ERTE: The ban on dismissing staff will remain in the new extension

According to the Minister of Labour, Yolanda Díaz, in an interview with La Sexta yesterday, any company that takes advantage of an ERTE as of June 1st will maintain the current prohibition to dismiss any employee from their workforce during the following six months. She made it clear that there is no possibility of eliminating this requirement form the extension negotiations. 

This means that any companies that want to continue benefiting from the advantages of ERTEs will have to keep all their employees until at least December. This was one of the big obstacles in the negotiation of the last extension, and everything indicates that it will continue to be so now, since the employers unions have warned that many companies are in a critical situation and will have to cut staff if they want to stay afloat.

Even organizations such as the Bank of Spain have positioned themselves in favour of making adjustments, something that, on the contrary, the Government categorically rejects as well as the unions.

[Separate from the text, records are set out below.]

PR #641, opened 2017-10-12
clarified the ECDAA signing procedure. Close #591

### LINKED ISSUE #591: Description of attestation signature generation for ECDAA needs to be fixed.
§7.2 Packed Attestation Statement Format describes syntax and semantics of Packed Attestation Statement. 
The signing and verification attestation procedures are explained. 
In case of using ECDAA for the attestation, the signing procedure is somewhat weird.
Followings are the depicted signing procedure for ECDAA.
> If ECDAA is in use, the authenticator produces sig by concatenating authenticatorData and clientDataHash, and signing the result using ECDAA-Sign (see section 3.5 of [FIDOEcdaaAlgorithm]) with a ECDAA-Issuer public key selected through an authenticator-specific mechanism (see [FIDOEcdaaAlgorithm]). It sets alg to the algorithm of the ECDAA-Issuer public key and ecdaaKeyId to the identifier of the ECDAA-Issuer public key (see above).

In the last negotiation the CEOE tried to make the Government more flexible on this clause, and demanded right until the last minute that companies only had to return the exonerated social contributions of the workers they dismissed, not those of the entire workforce, something to which the Government will surely demand again in the first meeting on May 6th.

Diaz also hinted that the new extension will be very similar to the one we have now, since "it has worked very well and if it’s not broken, it doesn’t need fixing."  "Reopening a debate on what mechanism we want does not make sense," she defended. However, both her Social Security counterpart, José Luis Escrivá, and the vice president of the Government, Nadia Calviño, have suggested that in the new extension they will give more bonuses to reactivated workers than to those who continue in ERTE, in the style of what they did last summer.

Díaz did not want to enter into the controversy of the term of the new extension, although Escrivá already has already said that it will be for three or four months again, probably until September. "Let's not close the door because we can’t afford to make a mistake at this stage, but of course this mechanism will continue until it is necessary," she said.

What Díaz did specify is the current number of workers who continue in ERTE: 650,000 today, of which 200,000 have a part-time suspension and the rest are ERTE suspended in sectors which are "very affected" by the crisis, such as  tourism and travel agencies, culture and transport. This means that in the month of April they have been reduced by almost 100,000 due to the easing of restrictions.